Again, both very different, both have got great technique in different ways.
I think Alvarez is more polished, the way that he turns into his punches and moves his head. I think he does more things well.
Saunders has got a more of an amateur style, but developed to the pros.
He’s been boxing a certain way through a certain system and it shapes you.
Alvarez hasn’t ever done that. He’s learnt on the job. He’s more rounded in the finer arts of boxing.
I’ve never seen Saunders hurt. They have both got a great chin, both very durable, so anything could happen. I could see Billy Joe walking Canelo onto a wobble though. I’ve said already I think Canelo could be hurt by Billy Joe during this fight.
He’s unlikely to be stopped though, if Golovkin couldn’t do it with his hardest shots then it’s unlikely he’s going anywhere.
Mark Tibbs is a great trainer and they’ll have their tactics right. No ones is going to send Billy Joe out to stand toe to toe with this fella! I think Saunders sticks to the game plan well and you just make fine adjustments when the bell goes. It looks like he’ll listen and take advice.
Eddy Reynoso and Canelo seem to have great relationship, they’re always coming up with new stuff, so they seem like a good, solid team.
Does he even understand English, Canelo? I’d be surprised if all the mind games affect Alvarez, he’s been in the spotlight many times with the world watching, so he’s tough mentally. He’s a professional, and Mexicans are tough, so it’s not going to bother him in the slightest.
I’ve never seen Saunders bothered by anything. He likes the madness, so I don’t think either of them will be affected mentally.
I love an upset so I’d like to see Saunders do it, but my honest opinion is that Alvarez is at the very top of his game, he’s the more active of the two, he’s the home fighter, and he generates a fortune, so it would be hard to bet against him.
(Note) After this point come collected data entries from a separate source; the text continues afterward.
PR #508, opened 2023-12-05
Extract endpoint functionality to a separate module

javidq:
`Auth::_endpoint` and its usage is extracted to the dedicated module `host.py`, while keeping environment switch in Auth class to avoid breaking sdk tests. The change is motivated by simplification of http related functionality to improve testability of the design. The functionality and consumer API hasn't been changed in the refactoring process.

Items:
* [x] Ran test & live-tests
* [ ] Removed credentials

For release:
* [ ] Bumped version
* [ ] Added changelog


up42/auth.py
```diff
@@ -197,15 +193,23 @@ def _get_token_project_based(self):
...
         self.token = token_response["data"]["accessToken"]
 
+    @property
+    def env(self):
+        return host.DOMAIN
+
+    @env.setter
+    def env(self, value: str):
+        host.DOMAIN = value
+
```
javidq, line 209: This change is not needed for end users, but it's needed for sdk tests

javidq: Will be dropped when sdk tests are adapted

seedlit:
@javidq since we are hardcoding the domain in `host.py`, would it still work for staging environment?

javidq:
> @javidq since we are hardcoding the domain in `host.py`, would it still work for staging environment?

Yes, since the keep the same interface via env parameter in auth construction. After this PR is merged I will create a PR on SDK tests to manipulate host.env directly and drop it from auth completely

seedlit (approved):
looked over the surface.
LGTM!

I would imagine it to be a close fight; Saunders to give him some trouble, especially early on, but Alvarez I think would catch him down the stretch. It probably goes to points with lots of arguments about who deserved to win, but with Alvarez getting the decision on points.
Paul Stevenson is the head coach at Everton Red Triangle and guides the careers of Andrew Cain (7-0, 6KOs); Nick Ball (13-0, 6KOs); Brad Strand (4-0, 1KO) – all signed to Frank Warren – as well as super-middleweight prospect Harry Woods (4-1); unbeaten super-lightweight Jonathan Walsh (4-0, 1KO), and hard-hitting welterweight Jack McKinlay (2-0).